(SOURCE INFORMATION)
PR #14426, opened 2026-07-26
feat(action-run): execute single actions in the engine, no temporary flow

othmanemad:
## Description

Splits #14176 in two. **This PR is the execution half only — nothing is persisted and there is no UI.** The `action_run` table, its endpoints, and the "Action runs" tab follow in PR 2.

MCP's `ap_run_action` and the chat `ap_execute_action` / `ap_run_code` tools ran a single step by building a **temporary flow**: create a throwaway flow → graft one step onto it → `flowRunService.test()` → poll `flow_run` every 2s → dig the step out of `run.steps` → best-effort delete the flow. Three rows written per call, `__actionRun__` flows leaked into users' flow lists whenever the `finally` delete failed, and because `flow_run.flowId` is `onDelete: CASCADE`, a *successful* cleanup deleted the run row it had just paid three inserts for.

An action run is now a purpose-built engine operation, `EngineOperationType.EXECUTE_ACTION`, dispatched as a **synchronous user-interaction job** — the same mechanism as property resolution and auth validation. No flow, no polling, and deliberately **no retry**: an ad-hoc action is overwhelmingly a side-effecting single call ("send one Slack message"), and silently re-firing one after a worker restart is worse than failing it. Rationale in `brain/decisions/000014`, companion to `000012` which decided the storage shape.

The engine runs the step against an empty `FlowExecutorContext` via `actionRunStepRunner`, a shared primitive the chat tool executor was refactored onto — both paths now go through one code path instead of two copies.

### One end-to-end deadline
(End SOURCE INFORMATION)
The result should be the lines from the line with "An action run" to the last line of the material, returned exactly and without any other line.

An action run is now a purpose-built engine operation, `EngineOperationType.EXECUTE_ACTION`, dispatched as a **synchronous user-interaction job** — the same mechanism as property resolution and auth validation. No flow, no polling, and deliberately **no retry**: an ad-hoc action is overwhelmingly a side-effecting single call ("send one Slack message"), and silently re-firing one after a worker restart is worse than failing it. Rationale in `brain/decisions/000014`, companion to `000012` which decided the storage shape.

The engine runs the step against an empty `FlowExecutorContext` via `actionRunStepRunner`, a shared primitive the chat tool executor was refactored onto — both paths now go through one code path instead of two copies.

### One end-to-end deadline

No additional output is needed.